**Task requirements**
In the data that follows, count each line holding the string "approved"; answer with the number only.

**Record excerpts**
-*-*-

PR #2175, opened 2023-04-17
Solution

Volodymyr-Terzov:


src/inverseRobot.js
```diff
@@ -7,7 +7,16 @@
 */
 
 function inverseRobot(robot) {
-  // write code here
+  const result = {};
+
+  for (const key in robot) {
+    if (result.hasOwnProperty(robot[key])) {
```
mykhalenych, line 13: js community recommends using .hasOwn() instead .hasOwnProperty
https://developer.mozilla.org/en-US/docs/Web/JavaScript/Reference/Global_Objects/Object/hasOwnProperty

mykhalenych (approved):

PR #2193, opened 2023-04-24
Solution

artpetrenko:


src/inverseRobot.js
```diff
@@ -7,7 +7,17 @@
 */
 
 function inverseRobot(robot) {
-  // write code here
-}
+  const newRobot = {};
+  const newKeys = Object.keys(robot).reverse();
+  const newValues = Object.values(robot).reverse();
```
SanyaBratashchuk, line 12: Simplify the solution Object.keys and Object.values is redundant here

SanyaBratashchuk (changes requested):

src/inverseRobot.js
artpetrenko: if I could )) tell me how...

anstsot (approved):
Great job, approved!

PR #2196, opened 2023-04-26
Solution

BeeGooDee:


src/inverseRobot.js
```diff
@@ -7,7 +7,27 @@
...
+    if (checkKeys > -1 || checkValues > -1) {
+      return null;
+    }
+  }
+
+  for (let i = 0; i < values.length; i++) {
+    fixedRobot[values[i]] = keys[i];
+  }
+
+  return fixedRobot;
```
DarkMistyRoom, line 30: This solution is too complicated. You can do it much simpler way by using one loop and calling robot's keys and values directly without converting to an arrays

DarkMistyRoom (changes requested):
Simplify your solution

OleziO (approved):

PR #2200, opened 2023-04-27
Solution

VolodymyrPst:


src/inverseRobot.js
```diff
@@ -7,7 +7,15 @@
 */
 
 function inverseRobot(robot) {
-  // write code here
+  const arr = [];
```
polosanya, line 10: It would be great to use more meaningful names

src/inverseRobot.js
```diff
@@ -7,7 +7,15 @@
...
+
+  for (const i of Object.entries(robot)) {
```
polosanya, line 12:
```suggestion
  for (const key in robot) {
```

src/inverseRobot.js
```diff
@@ -7,7 +7,15 @@
...
+    arr.push(i.reverse());
+  };
+
+  const res = Object.fromEntries(arr);
+
+  return Object.keys(res).length < Object.values(robot).length ? null : res;
```
polosanya, line 18: It looks too complicated. Consider making it easier.
Just iterate through robot's keys and create a reversed property in a new robot. 
If it's already present - return null, that's all

polosanya (changes requested):
Good job! Let's try to improve your solution)

PR #2201, opened 2023-04-27
Solution

vintwp:


src/inverseRobot.js
```diff
@@ -7,7 +7,20 @@
 */
 
 function inverseRobot(robot) {
-  // write code here
+  const robotValues = Object.values(robot);
+  const robotCorrect = {};
+
+  for (let i = 0; i < robotValues.length; i++) {
```
YegorKorenkov, line 13: Here you can iterate not over your robotValues  array, but immediately over the robot array. And in a loop check if there is a field in the result object that is equal to robot[key] then return null, if not, then add the desired field with the desired value. This will shorten your code and allow you not to use the loop again

YegorKorenkov (changes requested):

src/inverseRobot.js
```diff
@@ -7,7 +7,17 @@
 */
 
 function inverseRobot(robot) {
-  // write code here
+  const robotCorrect = {};
+
+  for (const [key, value] of Object.entries(robot)) {
+    if (robotCorrect[value]) {
```
Volodymyr-Melnyk-Fron10der, line 13: Instead of checking if `robotCorrect[value]` exists, use `robotCorrect.hasOwnProperty(value)` to avoid issues with inherited properties.

Volodymyr-Melnyk-Fron10der (changes requested):
just a one recommendation to fix

OleziO (approved):

PR #2204, opened 2023-05-01
Solution 1

denys2:


src/inverseRobot.js
```diff
@@ -7,7 +7,19 @@
...
 
 function inverseRobot(robot) {
-  // write code here
+  const inverted = {};
+
+  for (const key in robot) {
+    const value = robot[key];
+
+    if (inverted[value] !== undefined) {
+      // if a value is repeated, return null
```
witflash, line 16: There is no need to leave such comments.

src/inverseRobot.js
```diff
@@ -7,7 +7,19 @@
...
+      return null;
+    }
+    inverted[value] = key;
```
witflash, line 19: It's better to do it vice versa:
```
if (inverted[value] === undefined) {
  inverted[value] = key;
}
```
So you can avoid the additional return statement.

witflash (approved):
Well done!
Pay attention to my comments. It may improve your future work.

PR #2205, opened 2023-05-01
add task solution

maksym-nemera:


DidenkoDenis306 (approved):
Good job!

src/inverseRobot.js
```diff
@@ -7,7 +7,19 @@
 */
 
 function inverseRobot(robot) {
-  // write code here
+  const newRobot = {};
+
+  for (const value in robot) {
+    const keys = robot[value];
```
naziamoff, line 13: This confused me a little. This is a single value, but from its name it seems it's in plural.
```suggestion
    const key = robot[value];
```

src/inverseRobot.js
```diff
@@ -7,7 +7,19 @@
...
+
+    if (Object.keys(newRobot).includes(keys)) {
+      return null;
+    }
```
naziamoff, line 17: not bad, but same as in my comment above:
```suggestion
    if (Object.keys(newRobot).includes(key)) {
      return null;
    }
```

naziamoff (approved):
Looks good 👍

PR #178, opened 2022-08-31
Remove C and Python backends

Keryan-dev:
These backends are more or less obsolete and tedious to maintain. Removing them unburden development and CI.

Maybe we should tag master commit before this PR for bookkeeping ?


denismerigoux:
I've added a tag.

denismerigoux (approved):

PR #180, opened 2022-09-01
Multimax semantics fix

### LINKED ISSUE #142: Semantics of multimax differs from the original one
Cf. https://github.com/MLanguage/mlang/blob/51a2aaa37f7d1bd6fa757345bd647c0018a156c6/examples/dgfip_c/enchain_static.c#L186

Small changes wrt to when multimax returns a defined result.

Keryan-dev:
Closes #142 

`multimax` was though to be always defined, but it turns out it's only if any of its component is too.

-*-*-

**Response to the task**
9